The therapeutic value of Duggan’s book goes well beyond freeing me from shame for my teen-age lack of literary taste and political discernment; it also provides an explanation for our current cultural and political moment ... Duggan traces Rand’s influence, both direct and indirect, on American politics and culture ... Duggan doesn’t blame Rand for neoliberalism, exactly, but she spotlights the Randian spirit of what she calls the 'Neoliberal Theater of Cruelty.' This theatre would include players we don’t necessarily describe as neoliberal. Paul Ryan, the former House Speaker, is a Rand evangelist who gave out copies of Atlas Shrugged as Christmas presents to his staff and said that she 'did the best job of anybody to build a moral case of capitalism.'
Mean Girl is not a traditional biography. It’s not even a traditional history of libertarianism. And this is exactly what makes it a fascinatingly odd book, odd in the good way of not being easily categorized. This is a short, punchy, focused cultural studies look at Rand and the world she helped create. It is also a politically tinged book, in that its hope is that upon understanding the cultural landscape of the Randian world, we might be in a better position to resist it ... The power of Duggan’s book seems that maybe in unmasking Rand’s philosophical legitimacy and hold on the right removes a central prop and leaves the right ever more naked. She closes her book with a timely injunction: 'Reject Ayn Rand. After all, she rejects you.'
Duggan offers a pointed account of Rand’s influence ... Duggan is less than sure-footed in her lamentations about neoliberalism ... But she is sharp, engaging, and funny when writing about Rand, whose magnetism, determination, grandiosity, desperation, and galloping narcissism Duggan captures beautifully ... Duggan convincingly shows that Rand’s enduring influence comes from the emotional wallop of her fiction—from her ability to capture the sheer exhilaration of personal defiance, human independence, and freedom from chains of all kinds.

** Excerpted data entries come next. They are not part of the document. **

PR #2839, opened 2022-02-22
Feature: Add support for flex column width

amanmahajan7:
Column now supports CSS grid units including `auto` (default), `fr`, `%`, `max-content` etc. To handle virtualization, a flex column  is assigned a width of (80px) and the actual width is calculated after the grid is rendered.


src/DataGrid.tsx
```diff
@@ -413,6 +420,24 @@ function DataGrid<R, SR, K extends Key>(
     }
   });
 
+  useLayoutEffect(() => {
```
amanmahajan7, line 423: This effect is run if the viewport has any flex columns.

src/DataGrid.tsx
```diff
@@ -456,6 +482,7 @@ function DataGrid<R, SR, K extends Key>(
         newColumnWidths.set(column.key, width);
         return newColumnWidths;
       });
+      setFlexColumnWidths(new Map());
```
amanmahajan7, line 485: Re-calculated flex-column widths on resize. This is to keep the existing behavior. Ideally this is only needed if grid shows all the columns otherwise there is no need to re-calculate the widths again

src/DataGrid.tsx
```diff
@@ -885,10 +912,18 @@ function DataGrid<R, SR, K extends Key>(
...
   function getLayoutCssVars() {
-    if (autoResizeColumn === null) return layoutCssVars;
+    if (autoResizeColumn === null && flexWidthViewportColumns.length === 0) return layoutCssVars;
     const { gridTemplateColumns } = layoutCssVars;
     const newSizes = gridTemplateColumns.split(' ');
-    newSizes[autoResizeColumn.idx] = 'max-content';
+    if (autoResizeColumn !== null) {
+      newSizes[autoResizeColumn.idx] = 'max-content';
+    }
+    if (flexWidthViewportColumns.length > 0) {
```
amanmahajan7, line 921: Update width from fixed width (80px) to whatever the flex width is.

qujck:
Hi, is this PR going to be merged?

gugu91:
Hey 👋 Thanks so much for all the great work on this PR. Any chances this PR will get merged soon?

danhab99:
I am also quite keen to see this merged in please

src/hooks/useCalculatedColumns.ts
```diff
@@ -148,38 +153,19 @@ export function useCalculatedColumns<R, SR>({
...
-        // avoid decimals as subpixel positioning can lead to cell borders not being displayed
-        const unallocatedWidth = viewportWidth - allocatedWidth;
-        const unallocatedColumnWidth = round(unallocatedWidth / unassignedColumnsCount);
-        width = clampColumnWidth(unallocatedColumnWidth, column);
-        allocatedWidth += width;
-        unassignedColumnsCount--;
-        columnMetrics.set(column, { width, left });
+        // This is a placeholder width so we can continue to use virtualization.
+        // The actual value is set after the column is rendered
+        width = DEFAULT_COLUMN_MIN_WIDTH;
```
nstepien, line 164: Shouldn't we do this instead?
```suggestion
        width = column.minWidth;
```

src/hooks/useGridDimensions.ts
```diff
@@ -29,17 +34,24 @@ export function useGridDimensions(): [
...
       const size = entries[0].contentBoxSize[0];
-      setInlineSize(handleDevicePixelRatio(size.inlineSize));
+      const newInlineSize = handleDevicePixelRatio(size.inlineSize);
+      setInlineSize(newInlineSize);
       setBlockSize(size.blockSize);
+      if (prevInlineSize.current !== newInlineSize) {
+        prevInlineSize.current = newInlineSize;
+        // clear existing flex widths, this will trigger recalculation of visible flex columns again
+        setFlexColumnWidths((widths) => (widths.size > 0 ? new Map() : widths));
+      }
```
nstepien, line 44: Let's wrap this in a `useLatestFunc` so we don't re-create/disconnect the resize observer more than once.

src/DataGrid.tsx
```diff
@@ -908,10 +935,18 @@ function DataGrid<R, SR, K extends Key>(
...
+      for (const column of flexWidthViewportColumns) {
+        newSizes[column.idx] = column.width.toString();
+      }
+    }
```
nstepien, line 948: Unnecessary condition, it's built into the loop already
```suggestion
    for (const column of flexWidthViewportColumns) {
      newSizes[column.idx] = column.width.toString();
    }
```

src/hooks/useViewportColumns.ts
```diff
@@ -104,15 +108,31 @@ export function useViewportColumns<R, SR>({
...
+      }
     }
 
-    return viewportColumns;
+    return { viewportColumns, flexWidthViewportColumns };
   }, [startIdx, colOverscanEndIdx, columns]);
+
+  return {
+    viewportColumns,
+    flexWidthViewportColumns: useMemo(() => {
```
nstepien, line 132: Can we return `flexWidthViewportColumns` with only the rendered columns?

src/DataGrid.tsx
```diff
@@ -908,10 +935,18 @@ function DataGrid<R, SR, K extends Key>(
...
+    if (autoResizeColumn === null && flexWidthViewportColumns.length === 0) return layoutCssVars;
     const { gridTemplateColumns } = layoutCssVars;
     const newSizes = gridTemplateColumns.split(' ');
-    newSizes[autoResizeColumn.idx] = 'max-content';
+    if (autoResizeColumn !== null) {
+      newSizes[autoResizeColumn.idx] = 'max-content';
+    }
+    if (flexWidthViewportColumns.length > 0) {
+      for (const column of flexWidthViewportColumns) {
+        newSizes[column.idx] = column.width.toString();
```
nstepien, line 946: Is `toString()` necessary? Can we assert that it's a string already?
```suggestion
        newSizes[column.idx] = column.width as string;
```

src/hooks/useCalculatedColumns.ts
```diff
@@ -15,26 +15,31 @@ interface ColumnMetric {
...
   rawColumns,
   columnWidths,
+  flexColumnWidths,
   viewportWidth,
   scrollLeft,
   defaultColumnOptions,
   rawGroupBy,
   enableVirtualization
 }: CalculatedColumnsArgs<R, SR>) {
   const defaultWidth = defaultColumnOptions?.width;
```
nstepien, line 41: Should we do this here instead?
```suggestion
  const defaultWidth = defaultColumnOptions?.width ?? DEFAULT_COLUMN_WIDTH;
```

src/hooks/useCalculatedColumns.ts
```diff
@@ -15,26 +15,31 @@ interface ColumnMetric {
...
-  const defaultMinWidth = defaultColumnOptions?.minWidth ?? 80;
+  const defaultMinWidth = defaultColumnOptions?.minWidth;
```
nstepien, line 42:
```suggestion
  const defaultMinWidth = defaultColumnOptions?.minWidth ?? DEFAULT_COLUMN_MIN_WIDTH;
```

src/types.ts
```diff
@@ -59,6 +59,7 @@ export interface CalculatedColumn<TRow, TSummaryRow = unknown> extends Column<TR
   readonly resizable: boolean;
   readonly sortable: boolean;
   readonly frozen: boolean;
+  readonly width: number | string;
```
nstepien, line 62: Let's move it close to `minWidth`

src/hooks/useCalculatedColumns.ts
```diff
@@ -148,38 +151,19 @@ export function useCalculatedColumns<R, SR>({
...
 
     for (const column of columns) {
-      let width = getSpecifiedWidth(column, columnWidths, viewportWidth);
-
-      if (width === undefined) {
-        unassignedColumnsCount++;
-      } else {
+      let width = columnWidths.get(column.key) ?? column.width;
+      if (typeof width === 'number') {
         width = clampColumnWidth(width, column);
```
nstepien, line 158: I wonder if we can replace this with setting the min/max widths on the header cells instead 🤔
Could min/max widths also accept strings?
[Could `clamp` replace min/max?](https://caniuse.com/css-math-functions)
Might not play well with virtualization?

src/DataGrid.tsx
```diff
@@ -432,6 +433,25 @@ function DataGrid<R, SR, K extends Key>(
...
   });
 
+  useLayoutEffect(() => {
+    if (!isWidthInitialized || flexWidthViewportColumns.length === 0) return;
+    const newColumnWidths = new Map<string, number>();
+    for (const column of flexWidthViewportColumns) {
+      const columnElement = gridRef.current!.querySelector<HTMLDivElement>(
+        `[aria-colindex="${column.idx + 1}"]`
+      );
+      if (columnElement) {
```
nstepien, line 443: `flexWidthViewportColumns` only contains rendered columns, so is this check necessary?
Can `newColumnWidths` ever be empty after this loop?

src/DataGrid.tsx
```diff
@@ -1146,7 +1172,8 @@ function DataGrid<R, SR, K extends Key>(
         rootClassname,
         {
           [viewportDraggingClassname]: isDragging,
-          [cellAutoResizeClassname]: autoResizeColumn !== null
+          [cellAutoResizeClassname]:
```
nstepien, line 1175: Maybe this a more appropriate name
```suggestion
          [autosizeColumnsClassname]:
```

src/hooks/useCalculatedColumns.ts
nstepien: I guess `clamp` wouldn't work with manually resizing columns

src/DataGrid.tsx
amanmahajan7: IIRC, it was failing in some cases. It is possible to have `flexWidthViewportColumns .length > renderedFlexWidthViewportColumns.length`

src/hooks/useViewportColumns.ts
```diff
@@ -104,15 +106,29 @@ export function useViewportColumns<R, SR>({
...
+      return flexWidthViewportColumns.filter((column) => !columnWidths.has(column.key));
+    }, [flexWidthViewportColumns, columnWidths])
```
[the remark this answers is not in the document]
amanmahajan7: I was considering removing this hook completely. It should not be too expensive. Wdyt?

src/hooks/useGridDimensions.ts
```diff
@@ -6,11 +6,13 @@ import { ceil } from '../utils';
...
   ref: React.RefObject<HTMLDivElement>,
   width: number,
-  height: number
+  height: number,
+  isWidthInitialized: boolean
 ] {
   const gridRef = useRef<HTMLDivElement>(null);
   const [inlineSize, setInlineSize] = useState(1);
   const [blockSize, setBlockSize] = useState(1);
+  const [isWidthInitialized, setWidthInitialized] = useState(false);
```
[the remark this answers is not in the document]
amanmahajan7: I can try in the next PR

src/hooks/useViewportColumns.ts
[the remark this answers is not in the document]
amanmahajan7: I have removed it. I can add it back if you think it is necessary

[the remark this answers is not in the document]
nstepien: Might run the layout effect a lot, let's keep it

src/DataGrid.tsx
nstepien: >It is possible to have flexWidthViewportColumns .length > renderedFlexWidthViewportColumns.length

Is it? `flexWidthViewportColumns` is a subset of `viewportColumns` though

nstepien (approved):

src/DataGrid.tsx
amanmahajan7: This can fail if header cell has a colSpan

Lisa Duggan gets it exactly right in Mean Girl: Ayn Rand and the Culture of Greed (University of California Press) when she writes that Rand's 'particular gift was not for philosophical elaboration, but for stark condensation and aphorism' ... The prolonged and cumulative effect of Rand's influence, as it emerges from Duggan's account, has been a multigenerational training of the sentiments in the principle that aspiration and drive are not enough—that real success is transcendental superiority, a state of absolute and deeply committed indifference to others and to any notion of a common humanity that will continue beyond one's own death.